Master's defense: Love Pettersson

Exploring near-term quantum applications with graph states from quantum emitters

Abstract: 

The heart of this thesis is comprised of a spin-photon interface which can deterministically generate graph states. With this interface we explore the class of graph states available up to eight photons. Further, we construct a realistic error model accounting for its infidelities, which are directly linked to experimental parameters. With the error model, we explore three different quantum algorithms and two error correction applications that can be implement on the available graph states.

 More in detail, we analyse Grover’s search and Deutsch’s algorithm implemented on four qubit graph states. Furthermore, we also describe a variational quantum eigensolver (VQE) which can be implement with the interface, and simulate its performance on a few-qubit experiment. Moreover, we study error-protected measurements of logical qubits, including both Pauli errors and photon loss.
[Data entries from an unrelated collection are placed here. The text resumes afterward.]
Issue #1343, opened 2023-12-11
Block delete model requests if an index uses the model


jmazanec15:
## Description

Right now, our delete model functionality does not check if an index is currently using the model. This can lead users to get themselves into trouble if they delete a model that is in use by an index in the cluster. Instead, we should block model deletion and tell the user they first need to delete the backing indices.

PR #1722, opened 2024-05-30
Block delete model requests if an index uses the model

ryanbogan:
### Description
Adds a step in the deleteModel method within ModelDao to check if a model is in use by any indices.  If so, the delete request will fail with a new DeleteModelWhenInUseException containing the model name and the index using it.
 
### Issues Resolved
https://github.com/opensearch-project/k-NN/issues/1343
 
### Check List
  - [x] All tests pass


src/main/java/org/opensearch/knn/indices/ModelDao.java
```diff
@@ -531,6 +537,37 @@ public void delete(String modelId, ActionListener<DeleteModelResponse> listener)
                     return;
                 }
 
+                // Get index mappings to check if model is being used by any indices
+                getMappings(modelId, getMappingsStep);
+            }, listener::onFailure);
+
+            getMappingsStep.whenComplete(getMappingsResponse -> {
+                // The mapping metadata string will always have the model id followed by `,` and another parameter, or the end of the object
```
ryanbogan, line 545: An alternative solution would be to parse the map through casting and null checks, then check if the model_id field exists and then if it's equal to the modelId being deleted.  I chose to go with contains, since there are only two possible characters that can follow the id since the mapping string is in json format.  The other reason is that casting could get complicated with multiple fields beneath properties and would end up with a lot of nested loops.

src/main/java/org/opensearch/knn/indices/ModelDao.java
```diff
@@ -61,6 +65,7 @@
 import org.opensearch.knn.plugin.transport.UpdateModelMetadataAction;
 import org.opensearch.knn.plugin.transport.UpdateModelMetadataRequest;
 
+import javax.swing.*;
```
naveentatikonda, line 68: Pls avoid wildcard characters

src/main/java/org/opensearch/knn/indices/ModelDao.java
shatejas: can you try to use regex with a capturing group here something like `.*modelId=(.*)(?=\s|\t|,|})` and then reference the capturing group to get the id itself?  That would be less code than tokenizing everything

Regex will be safer here if there is a space or tab in between on accident considering its a json

shatejas (commented):
There doesn't seem to be any unit test updates. Does it need one? or are ModelTests unit tests?

ryanbogan:
> There doesn't seem to be any unit test updates. Does it need one? or are ModelTests unit tests?

It's a singleton node test, which is kind of halfway between a unit test and an integration test.  It's the only file we have other than bwc at the moment for testing models.

src/main/java/org/opensearch/knn/indices/ModelDao.java
```diff
@@ -531,6 +537,37 @@ public void delete(String modelId, ActionListener<DeleteModelResponse> listener)
...
+                getMappings(modelId, getMappingsStep);
+            }, listener::onFailure);
+
+            getMappingsStep.whenComplete(getMappingsResponse -> {
+                // The mapping metadata string will always have the model id followed by `,` and another parameter, or the end of the object
+                // `}`
+                // This check is to prevent an incorrect thrown exception when one model starts with the another model's id
+                // Ex: test-model and test-model1
+                String modelIdStringInMapping1 = String.format("model_id=%s,", modelId);
+                String modelIdStringInMapping2 = String.format("model_id=%s}", modelId);
```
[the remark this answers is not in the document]
ryanbogan: @naveentatikonda the difference is that it would be searching if the string contains `test-model,` or `test-model}` instead of just `test-model`.  I'll attempt the casting solution today.

src/main/java/org/opensearch/knn/indices/ModelDao.java
ryanbogan: That's true, I'm going to attempt the casting solution first, but will use this if that is not feasible.

src/main/java/org/opensearch/knn/common/exception/DeleteModelWhenInUseException.java
```diff
@@ -0,0 +1,30 @@
...
+
+package org.opensearch.knn.common.exception;
+
+import org.opensearch.OpenSearchException;
+import org.opensearch.core.common.logging.LoggerMessageFormat;
+
+/**
+ * Exception thrown when a model is deleted while it is in use by an index.
+ */
+public class DeleteModelWhenInUseException extends OpenSearchException {
```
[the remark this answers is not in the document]
ryanbogan: I made it specific to differentiate this exception from the delete model in train state exception here: https://github.com/opensearch-project/k-NN/blob/main/src/main/java/org/opensearch/knn/common/exception/DeleteModelWhenInTrainStateException.java

We could change that exception to be called `DeleteModelException` and then use that exception for both cases, just with different messages.  Thoughts?

src/main/java/org/opensearch/knn/indices/ModelDao.java
```diff
@@ -531,6 +537,37 @@ public void delete(String modelId, ActionListener<DeleteModelResponse> listener)
...
+                Map<String, MappingMetadata> mappings = getMappingsResponse.getMappings();
+                for (Map.Entry<String, MappingMetadata> entry : mappings.entrySet()) {
+                    MappingMetadata mappingMetadata = entry.getValue();
+                    String mappingMetadataString = mappingMetadata.getSourceAsMap().toString();
```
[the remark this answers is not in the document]
ryanbogan: Good catch.  `getMappings()` and `.getSourceAsMap()` use methods that require NonNull parameters, so it looks like the only part that could be null is `entry.getValue()`.  I'll add a check for that variable.

src/main/java/org/opensearch/knn/common/exception/DeleteModelWhenInUseException.java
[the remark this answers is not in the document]
shatejas: > Thoughts?

I would prefer that, the intent here is to strike the right balance. Its good that we are creating custom exception, at the same time we don't want separate exception for each use case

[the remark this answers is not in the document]
navneet1v: Suggestion:
if there is already an exception called as IllegalOperationException we can use that exception.

src/main/java/org/opensearch/knn/indices/ModelDao.java
```diff
@@ -531,6 +538,52 @@ public void delete(String modelId, ActionListener<DeleteModelResponse> listener)
...
                 }
 
+                // Get index mappings to check if model is being used by any indices
+                getMappings(modelId, getMappingsStep);
+            }, listener::onFailure);
+
+            getMappingsStep.whenComplete(getMappingsResponse -> {
+                String modelIdStringInMapping = String.join("model_id=", modelId);
+                Map<String, MappingMetadata> mappings = getMappingsResponse.getMappings();
+                for (Map.Entry<String, MappingMetadata> entry : mappings.entrySet()) {
```
shatejas, line 548: Looking at this code it desperately needs something like `Jackson-databind` as a dependency. Its not worth maintaining and parsing Json like this when there are opensource libraries written for this specific purpose. can you please look for something similar in Opensearch?

shatejas:
> > There doesn't seem to be any unit test updates. Does it need one? or are ModelTests unit tests?
> 
> It's a singleton node test, which is kind of halfway between a unit test and an integration test. It's the only file we have other than bwc at the moment for testing model logic.

I do feel unit and integration test should be there and tests like modelTests which are in a way component tests should be written whenever required. I can't see the coverage right now but please check the coverage considering the parsing of that json is getting complex

src/main/java/org/opensearch/knn/indices/ModelDao.java
ryanbogan: I think guava is better than jackson in terms of vulnerabilities, I can look into using that

ryanbogan:
> > > There doesn't seem to be any unit test updates. Does it need one? or are ModelTests unit tests?
> > 
> > 
> > It's a singleton node test, which is kind of halfway between a unit test and an integration test. It's the only file we have other than bwc at the moment for testing model logic.
> 
> I do feel unit and integration test should be there and tests like modelTests which are in a way component tests should be written whenever required. I can't see the coverage right now but please check the coverage considering the parsing of that json is getting complex

@shatejas I forgot to mention the `ModelDaoTests` class does have unit tests for all the methods, and I did add a unit test there.  We do also have https://github.com/opensearch-project/k-NN/blob/main/src/test/java/org/opensearch/knn/index/FaissIT.java that inherently ensures training works, although it is not specifically focused on `ModelDao`

jmazanec15:
I think this approach will be really expensive for clusters with a lot of indices with large mappings. 

Instead, we have a couple options:
1. We create a separate transport action, similar to [GetMappingTransportAction](https://github.com/opensearch-project/OpenSearch/blob/main/server/src/main/java/org/opensearch/action/admin/indices/mapping/get/TransportGetMappingsAction.java), that will perform the check and return true or false.
2. We use some kind tracking on index creation of the models in use. Did you consider this?

@heemin32 do you have any ideas?

ryanbogan:
> 2\. We use some kind tracking on index creation of the models in use. Did you consider this?

@jmazanec15 I thought about this initially, but I was worried about potential desynchronization of the indices in use.  To accomplish this solution, we would have to add a variable (either list or set) to the ModelMetadata.  Then, the create index and delete index actions would have to be modified to make an update call to update the model in ModelDao.  I was concerned about multiple indices being created or deleted at the same time, updating the same model, and potentially overwriting an index that was added or removed in that list.  That could theoretically result in a situation where the user has deleted the index, but would be unable to delete the model.

jmazanec15:
I see, then I think a custom transport action like GetMappingsTransportAction makes sense.

heemin32:
> I think this approach will be really expensive for clusters with a lot of indices with large mappings.
> 
> Instead, we have a couple options:
> 
> 1. We create a separate transport action, similar to [GetMappingTransportAction](https://github.com/opensearch-project/OpenSearch/blob/main/server/src/main/java/org/opensearch/action/admin/indices/mapping/get/TransportGetMappingsAction.java), that will perform the check and return true or false.
> 2. We use some kind tracking on index creation of the models in use. Did you consider this?
> 
> @heemin32 do you have any ideas?

Current implementation might have two concerns.
1. Scalability with large number of indices and big mappings.
2. Race condition. Creating a new index using the model right before the deletion of the model.

The first option won't provide any benefit. The index mapping data is maintained in cluster state metadata and it might already use GetMappingTransportAction behind the seen. For the second option, it could be more problematic when there is a inconsistency between two places where we store index-model mapping: one in new place and another in index mapping.

As 1. delete model won't be called with high frequency and 2. user can delete the index when race condition happen, we can accept those two concerns imo.

src/main/java/org/opensearch/knn/indices/ModelDao.java
```diff
@@ -527,10 +533,56 @@ public void delete(String modelId, ActionListener<DeleteModelResponse> listener)
...
```
heemin32, line 547: Will there be a way to fail fast? like if it is not knn index, skip and move on to the next index?

ryanbogan: Even on a k-NN index, there isn't necessarily a mapping that indicates if it's a k-NN index.
i.e.
```
{
  "mappings": {
    "properties": {
      "target-field": {
        "type": "knn_vector",
        "model_id": "my-model"
      }
    }
  }
}
```

The fastest fail I could think of to add is a contains() check to see if the model id is present in the string version of the mapping metadata before parsing through the entire map

jmazanec15:
> The first option won't provide any benefit. The index mapping data is maintained in cluster state metadata and it might already use GetMappingTransportAction behind the seen.

I dont think this is true. Creating our own transport action would allow us to check if the model is in use without requiring the mappings to be sent over the network. So, I think itd be much more efficient.

src/main/java/org/opensearch/knn/indices/ModelDao.java
jmazanec15: I think we can skip index if index setting "index.knn" is true

ryanbogan: That would require another transport call to get each index and check the settings.  Is that faster than checking the metadata string?

heemin32:
> > The first option won't provide any benefit. The index mapping data is maintained in cluster state metadata and it might already use GetMappingTransportAction behind the seen.
> 
> I dont think this is true. Creating our own transport action would allow us to check if the model is in use without requiring the mappings to be sent over the network. So, I think itd be much more efficient.

Yes. I will save some network bandwidth. To achieve that, instead of creating transport action, we can make the delete API to be handled only by coordinator node. Then, all will be handled locally.

src/main/java/org/opensearch/knn/indices/ModelDao.java
ryanbogan: Also, here is an example settings for a target index I created.  I don't see the index.knn setting:
```
{"index.creation_date":"1717708887058","index.number_of_replicas":"1","index.number_of_shards":"1","index.provided_name":"target-index","index.replication.type":"DOCUMENT","index.uuid":"cXM_TDJnSjO62HeJfGWDew","index.version.created":"137217827"}

```

jmazanec15:
@heemin32  Im not sure I think its worth moving delete api to cluster manager, but I do think we could just add to https://github.com/opensearch-project/k-NN/blob/main/src/main/java/org/opensearch/knn/plugin/transport/UpdateModelGraveyardTransportAction.java instead of creating a new transport action. This action already has access to the cluster metadata. It would also help provide some safety against race conditions. 

@ryanbogan what do you think?

ryanbogan:
I would lean towards creating a new transport action instead of modifying the existing one, since even though they both access the cluster metadata, the actions have very different goals.  I was able to get it working locally with a new transport action, so my vote is to go with that.

jmazanec15:
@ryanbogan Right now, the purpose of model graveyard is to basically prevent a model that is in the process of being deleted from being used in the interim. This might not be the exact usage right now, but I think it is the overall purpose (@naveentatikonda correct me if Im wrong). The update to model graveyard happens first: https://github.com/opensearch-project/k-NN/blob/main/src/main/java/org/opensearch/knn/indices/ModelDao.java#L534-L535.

This error-protection is investigated in the context of two potentially near term applications: (1) Reading out the spin using graph codes, (2) a BB84 protocol using graph codes instead of single photons.

 From our analysis we identify that Grover’s and Deutsch’s algorithms show significant resilience to errors present in the system, while the VQE protocol appears more susceptible. We then also identify various quantum error-correcting states that can provide noise-suppression, both for losses and Pauli errors, for realistic noises in quantum emitters. These results provide a class of protocols that could enable interesting quantum experiments and applications in near-term spin-photon quantum hardware.